(Supplied data Opens)

PR #1000, opened 2019-05-16
add SmartUniqueNamer

garak:
Currently, this bundle has a namer for uniqueness that is too harsh (using simply uniqid) and a namer that tries to keep original name, that is too dumb (not transforming name and prepending uniqid).
This namer tries to get the best of both worlds, so it's named "smart" 😎

### DIFF
--- a/Resources/doc/namers.md
+++ b/Resources/doc/namers.md
@@ -17,9 +17,10 @@ At the moment there are several available namers:
   * `Vich\UploaderBundle\Naming\PropertyNamer`
   * `Vich\UploaderBundle\Naming\HashNamer`
   * `Vich\UploaderBundle\Naming\Base64Namer`
+  * `Vich\UploaderBundle\Naming\SmartUniqeNamer`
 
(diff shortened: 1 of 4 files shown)


Resources/doc/namers.md
```diff
@@ -35,6 +36,10 @@ hash `algorithm` and result `length` of the file
 You can specify the `length` of the random string. Using this namer, foo.jpg will be uploaded as something
 like 6FMNgvkdUs.jpg
 
+**SmartUniqeNamer** will rename your uploaded files appending a strong uniqueid to the original name, while 
+apllying a transliteration. Using this namer, a Strange name.jpg will be uploaded as something like
```
etshy: There is a  typing error here, I think. 
"apllying" => "applying"

gnutix:
@garak That one is awesome! Any chance to get a release anytime soon ? (currently it's only in master)

garak:
@gnutix here you are! https://github.com/dustin10/VichUploaderBundle/releases/tag/1.10.0

PR #1011, opened 2019-06-17
Fix broken links

yordv:
Fix broken links for PSR-1 and PSR-2

### DIFF
--- a/CONTRIBUTING.md
+++ b/CONTRIBUTING.md
@@ -6,8 +6,8 @@ First of all, **thank you** for contributing, **you are awesome**!
 Here are a few rules to follow in order to ease code reviews, and discussions before
 maintainers accept and merge your work.
 
-You MUST follow the [PSR-1](http://www.php-fig.org/psr/1/) and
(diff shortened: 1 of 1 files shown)


CONTRIBUTING.md
```diff
@@ -6,8 +6,8 @@ First of all, **thank you** for contributing, **you are awesome**!
 Here are a few rules to follow in order to ease code reviews, and discussions before
 maintainers accept and merge your work.
 
-You MUST follow the [PSR-1](http://www.php-fig.org/psr/1/) and
-[PSR-2](http://www.php-fig.org/psr/2/). If you don't know about any of them, you
+You MUST follow the [PSR-1](https://www.php-fig.org/psr/psr-1/) and
```
garak: What about omitting protocol?

yordv: Its redirect to https if you hit http

garak: Exactly. So we can link to `//www.php-fig.org/psr/psr-1/` instead of `https://www.php-fig.org/psr/psr-1/`

garak:
Thank you!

(Supplied data Closes)

How to complete this task:
Reproduce all entries. Keep them exact.

Solution for this problem:
PR #1000, opened 2019-05-16
add SmartUniqueNamer

garak:
Currently, this bundle has a namer for uniqueness that is too harsh (using simply uniqid) and a namer that tries to keep original name, that is too dumb (not transforming name and prepending uniqid).
This namer tries to get the best of both worlds, so it's named "smart" 😎

### DIFF
--- a/Resources/doc/namers.md
+++ b/Resources/doc/namers.md
@@ -17,9 +17,10 @@ At the moment there are several available namers:
   * `Vich\UploaderBundle\Naming\PropertyNamer`
   * `Vich\UploaderBundle\Naming\HashNamer`
   * `Vich\UploaderBundle\Naming\Base64Namer`
+  * `Vich\UploaderBundle\Naming\SmartUniqeNamer`
 
(diff shortened: 1 of 4 files shown)


Resources/doc/namers.md
```diff
@@ -35,6 +36,10 @@ hash `algorithm` and result `length` of the file
 You can specify the `length` of the random string. Using this namer, foo.jpg will be uploaded as something
 like 6FMNgvkdUs.jpg
 
+**SmartUniqeNamer** will rename your uploaded files appending a strong uniqueid to the original name, while 
+apllying a transliteration. Using this namer, a Strange name.jpg will be uploaded as something like
```
etshy: There is a  typing error here, I think. 
"apllying" => "applying"

gnutix:
@garak That one is awesome! Any chance to get a release anytime soon ? (currently it's only in master)

garak:
@gnutix here you are! https://github.com/dustin10/VichUploaderBundle/releases/tag/1.10.0

PR #1011, opened 2019-06-17
Fix broken links

yordv:
Fix broken links for PSR-1 and PSR-2

### DIFF
--- a/CONTRIBUTING.md
+++ b/CONTRIBUTING.md
@@ -6,8 +6,8 @@ First of all, **thank you** for contributing, **you are awesome**!
 Here are a few rules to follow in order to ease code reviews, and discussions before
 maintainers accept and merge your work.
 
-You MUST follow the [PSR-1](http://www.php-fig.org/psr/1/) and
(diff shortened: 1 of 1 files shown)


CONTRIBUTING.md
```diff
@@ -6,8 +6,8 @@ First of all, **thank you** for contributing, **you are awesome**!
 Here are a few rules to follow in order to ease code reviews, and discussions before
 maintainers accept and merge your work.
 
-You MUST follow the [PSR-1](http://www.php-fig.org/psr/1/) and
-[PSR-2](http://www.php-fig.org/psr/2/). If you don't know about any of them, you
+You MUST follow the [PSR-1](https://www.php-fig.org/psr/psr-1/) and
```
garak: What about omitting protocol?

yordv: Its redirect to https if you hit http

garak: Exactly. So we can link to `//www.php-fig.org/psr/psr-1/` instead of `https://www.php-fig.org/psr/psr-1/`

garak:
Thank you!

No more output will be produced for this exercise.